Le nom en lui-même, « cultures intermédiaires », évoque plutôt un second rôle. Mais leur rend-il vraiment justice ? À une époque de réglementation durcie concernant les engrais, de verdissement de l’UE et de conditions climatiques souvent limitantes, l’importance des cultures dérobées et des Cipan pour les systèmes se voit réévaluée.
« Elles reviennent », explique Christian Kleimeier du Département de production agricole, de la protection des végétaux et de l’environnement de la Chambre de l’agriculture du Schleswig-Holstein, en Allemagne. « La connaissance des cultures intermédiaires n’a rien de bien nouveau, sur le terrain. Certains manuels des années 1920 contenaient déjà tout ce qui est redevenu pertinent aujourd’hui », clarifie Kleimeier, pour qui il ne fait aucun doute que ces couverts « représentent une partie importante de la rotation. »

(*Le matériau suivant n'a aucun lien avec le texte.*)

PR #70, opened 2020-03-23
feat(crd): refactoring CRD

pawanpraka1:
Changed the group name from openebs.io to zfs.openebs.io.

Now ZFS Volume CR will look like this : 
```
apiVersion: apiextensions.k8s.io/v1beta1
kind: CustomResourceDefinition
metadata:
  name: zfszvolumes.zfs.openebs.io
spec:
  group: zfs.openebs.io
  version: v1alpha1
  scope: Namespaced
  names:
    plural: zfsvolumes
    singular: zfsvolume
    kind:ZFSVolume
    shortNames:
    - zfsvol
    - zv
```

Snapshot CR will look like this :
```
apiVersion: apiextensions.k8s.io/v1beta1
kind: CustomResourceDefinition
metadata:
  name: zfssnapshots.zfs.openebs.io
spec:
  group: zfs.openebs.io
  version: v1alpha1
  scope: Namespaced
  names:
    plural: fssnapshots
    singular: zfssnapshot
    kind: ZFSSnapshot
    shortNames:
    - zfssnapshot
    - zfssnap

```


kmova:
@pawanpraka1 - Can you confirm that the changes are mainly the following:
=> group changes from `openebs.io` to `zfs.openebs.io`
=> Removed the prefix of ZFS from the CRD names

There is no change to the short names, from earlier versions to this version. 

While I see the reasoning behind cutting the prefix (which seems redundant), I am wondering if we should continue to have them for clarity.  When using kubectl, only full name, and the short names matter. 

This PR takes care of short-names being unique. I think we should maintain the same for full name.  Can we revert the changes done to CRD names and only keep the group change.

pawanpraka1:
Yes @kmova, this PR does two things :-
=> group changes from openebs.io to zfs.openebs.io
=> Removed the prefix of ZFS from the CRD names

> I think we should maintain the same for full name.

@kmova, the full name format will change anyway as we are changing the group name since  full name format depends on group name
fullname == <plural-name><group-name>.

So we are changing CRD from zfsvolumes.openebs.io to volumes.zfs.openebs.io.

sonasingh46:
@pawanpraka1  According to the PR message : 
```
=> Removed the prefix of ZFS from the CRD names
```
I could not find this change or I could be interpreting it wrong. Can you please help here?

Les cultures intermédiaires sont une partie importante de la rotation culturale.
Dr. Christian Kleimeier
Un point de vue qui partagent aujourd’hui beaucoup d’agriculteurs outre-Rhin. La demande pour le radis oléifère, la phacélie, le trèfle, etc., ne cesse d’augmenter. Les sélectionneurs et les semenciers l’ont bien remarqué. « Ces dernières années, nous enregistrons une augmentation annuelle d’environ 5 % de la demande pour nos mélanges de cultures intermédiaires », révèle Jan Hendrik Schulz de la Deutsche Saatveredelung AG (DSV). DSV en développe depuis presque 20 ans et est considérée comme l’une des entreprises pionnières dans ce segment, avec 20 mélanges spécifiques qui, selon Schulz, sont « constamment améliorés et adaptés. »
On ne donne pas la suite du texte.